PR #324, opened 2024-12-06
upgrade to latest G4hepem

SeverinDiederichs:
This PR introduces the required changes needed to use the latest version of G4HepEm. In G4HepEm the representation for the cross sections changed in this [PR](https://github.com/mnovak42/g4hepem/pull/115). Additionally, the e-+/gamma-nuclear reactions were added in G4HepEm. 

This PR
1.  uses the new function `G4HepEmGammaManager::SampleInteraction` and fixes the numIALeft.
**_Note_**: that since we don't register the gamma/lepton nuclear processes in the physics list they are currently ignored by AdePT and G4HepEm.
2. adopts the TrackingManager approach by using a derived class of the G4HepEmTrackingManager. This supersedes #316. The G4HepEmTrackingManagerSpecialized is instantiated as a member of the AdePTTrackingmanager and it takes care of all CPU propagation and cleans up the propagation loop.
3. adds a direct conversion of the Geant4 NavigationHistory to a VecGeom NavigationState. This cleans up many problems at boundaries that can become costly for edges of GPU regions, where particles are frequently moved between CPU and GPU, or very tangent particles could get stuck. This reduces the run time for 1e6 10 GeV electrons being shot at testEm3 where all layers are GPU regions (but the calorimeter is not) from
Before: Run time: 1582.26
Now: Run time: 1281.32
4. cleans up the AdePT physics. Now `FTFP_BERT_AdePT` derives from `G4EmStandardPhysics`.

Currently, the gamma/lepton nuclear processes are not registered in the PhysicsList. However, if they are registered, G4HepEm treats them correctly, while AdePT just ignores them. For electrons, they are suppressed by an infinite interaction length, for gamma (since they are handled internally in G4HepEm), we simply do a empty step. There is a implementation commented out that re-draws in case a gamma-nuclear reaction is drawn. It re-draws up to 3 times and in the (unlikely, but possible) case that we still end up with gamma-nuclear, we do a redundant step limited by gamma-nuclear but not invoking any process. However, using this changes the physics by ~ 1 % at the tail, leading to worse agreement, therefore we for now accept the performance penalty of empty steps.

**Testing:**
For the testing, different variations with testEM3 where tested:
1. making everything a GPU region via `/adept/setTrackInAllRegions true`.
2. making all layers a GPU region (but not the encompassing `Calorimeter` region.
3. using 3 different regions that include various layers, without specific order
4. using no regions at all.

These settings were tested against running with the `--noadept` option, which uses the `FTFP_BERT_HepEm` physics list. All 4 configurations were tested with this PR and with the `master` branch.

**Outcome:**
This PR shows excellent agreement between AdePT and G4 with G4HepEm: (the plot is for making everything a GPU region)
Screenshot 2025-01-01 at 16 58 52

It is slightly improved to the `master` branch:
Screenshot 2025-01-01 at 17 00 27

No major differences are observed using 2. all layers being regions, 3. using only certain regions, and 4. using no regions. 
2. All layers GPU:
Screenshot 2025-01-01 at 18 53 07
3. Various GPU regions:
Screenshot 2025-01-01 at 18 53 48
4. No GPU regions:
Screenshot 2025-01-01 at 18 54 21

In the `master`, 3. gets stuck and never finishes. It could still be off in the plot above, to be investigated with higher statistics. Since it didn't work at all in the `master` this is still a significant improvement.
The overall run time for G4 + HepEm in our example is improved using the tracking manager approach: From `Run time: 2842.99 s` (master) to `Run time: 2255.76 s` using this PR (16 threads, 1e6 10 GeV electrons being shot at testEm3)

Additionally the energy deposition of CMS was checked and found to be at good agreement. The run time for CMS is similar, maybe slightly improved using AdePT everywhere.

To Do:

- [x] Proper validation after #326 is  merged.
- [x] Validate run with CMS.
- [ ] After [this PR](https://github.com/mnovak42/g4hepem/pull/117) is merged in G4HepEm, tag that version of G4HepEm and update CI
- [x] implement changes also in split kernels
- [x] validate with split kernels (validate kernels give roughly the same result but not to machine precision anymore, however, before this PR it was not compiling anymore).

NOTE: These are breaking changes, as older versions of G4HepEm cannot be used anymore.

### DIFF
--- a/include/AdePT/kernels/gammas.cuh
+++ b/include/AdePT/kernels/gammas.cuh
@@ -85,17 +85,21 @@ __global__ void TransportGammas(adept::TrackManager<Track> *gammas, Secondaries 
     // Call G4HepEm to compute the physics step limit.
     G4HepEmGammaManager::HowFar(&g4HepEmData, &g4HepEmPars, &gammaTrack);
     G4HepEmGammaManager::SampleInteraction(&g4HepEmData, &gammaTrack, currentTrack.Uniform());
-
-    // Get result into variables.
-    double geometricalStepLengthFromPhysics = theTrack->GetGStepLength();
-    int winnerProcessIndex                  = theTrack->GetWinnerProcessIndex();
+    int winnerProcessIndex = theTrack->GetWinnerProcessIndex();
 
     // disable photo-nuclear reaction that would need to be handled by G4 itself
     if (winnerProcessIndex == 3) {
-      winnerProcessIndex = -1;
-      assert(0); // currently, the gamma-nuclear processes are not registered in the AdePTPhysicsList, so they should
-                 // never be hit.
+      // since we do an redundant step if gamma-nuclear is drawn, we redraw up to 3 times
+      int trials_left = 3;
+      do {
+        G4HepEmGammaManager::SampleInteraction(&g4HepEmData, &gammaTrack, currentTrack.Uniform());
+        trials_left--;
+        if (theTrack->GetWinnerProcessIndex() == 3 && trials_left == 0) winnerProcessIndex = -1;
+      } while (theTrack->GetWinnerProcessIndex() == 3 && trials_left > 0);
     }
+
+    // Get result into variables.
+    double geometricalStepLengthFromPhysics = theTrack->GetGStepLength();
 
     // Leave the range and MFP inside the G4HepEmTrack. If we split kernels, we
     // also need to carry them over!
--- a/include/AdePT/kernels/gammas.cuh
+++ b/include/AdePT/kernels/gammas.cuh
@@ -90,18 +90,9 @@ __global__ void TransportGammas(adept::TrackManager<Track> *gammas, Secondaries 
     // avoid photo-nuclear reaction that would need to be handled by G4 itself
     if (winnerProcessIndex == 3) {
       winnerProcessIndex = -1;
-      // NOTE: re-drawing was found to change the physics slightly, thus, it is commented out for now
-      // // since we do an redundant step if gamma-nuclear is drawn, we redraw up to 3 times
-      // int trials_left = 3;
-      // do {
-      //   // reset `number-of-interaction-left` since it is always consumed by the previous call to SampleInteraction()
-      //   theTrack->SetNumIALeft(-std::log(currentTrack.Uniform()), 0);
-      //   G4HepEmGammaManager::SampleInteraction(&g4HepEmData, &gammaTrack, currentTrack.Uniform());
-      //   trials_left--;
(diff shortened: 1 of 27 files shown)


include/AdePT/kernels/gammas.cuh
```diff
@@ -77,20 +77,36 @@ __global__ void TransportGammas(adept::TrackManager<Track> *gammas, Secondaries
...
+
+    // avoid photo-nuclear reaction that would need to be handled by G4 itself
+    if (winnerProcessIndex == 3) {
+      winnerProcessIndex = -1;
+      // NOTE: re-drawing was found to change the physics slightly, thus, it is commented out for now
+      // // since we do an redundant step if gamma-nuclear is drawn, we redraw up to 3 times
+      // int trials_left = 3;
+      // do {
+      //   // reset `number-of-interaction-left` since it is always consumed by the previous call to SampleInteraction()
+      //   theTrack->SetNumIALeft(-std::log(currentTrack.Uniform()), 0);
```
hahnjo, line 98: Shouldn't this rather be
```suggestion
      //   theTrack->SetNumIALeft(-std::log(currentTrack.Uniform()), 3);
```
?

SeverinDiederichs: Thanks for checking! I think for gammas now only the 0 index should be used, which was introduced in [this PR](https://github.com/mnovak42/g4hepem/pull/115). Easier to find in [these lines](https://github.com/mnovak42/g4hepem/blob/master/G4HepEm/G4HepEmRun/include/G4HepEmGammaManager.icc#L93-L98).

hahnjo: Ah ok. But then I think it doesn't need to be set at all because `SampleInteraction` just resets it...

Also, is this approach correct? It's resampling an interaction from a point that was reached with a mfp including the gamma-nuclear interactions, but without actually moving. I guess this is why you are seeing slight changes in physics...

SeverinDiederichs: Just for documentation:

After an offline discussion, we agreed that no simple re-drawing is possible. The `HowFar` method returns now smaller steps due to the gamma-nuclear reactions in comparison to without gamma-nuclear reactions. If we then just re-draw we get shorter steps which is exactly what was observed in form of a lower energy deposition in the tail region for testEm3 and a higher in the front. Thus, we must do an empty step without a reaction to compensate for the smaller step size returned by `HowFar`.

Additional note: the `SampleInteractions` only needs to be called after the geometry step limit is known, since we don't need to sample the interaction if we are limited by geometry anyway.

agheata (approved):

_Task statement_. Search the entries for the word "branch", then copy every line in which it is found.

_Answer_.
These settings were tested against running with the `--noadept` option, which uses the `FTFP_BERT_HepEm` physics list. All 4 configurations were tested with this PR and with the `master` branch.
It is slightly improved to the `master` branch:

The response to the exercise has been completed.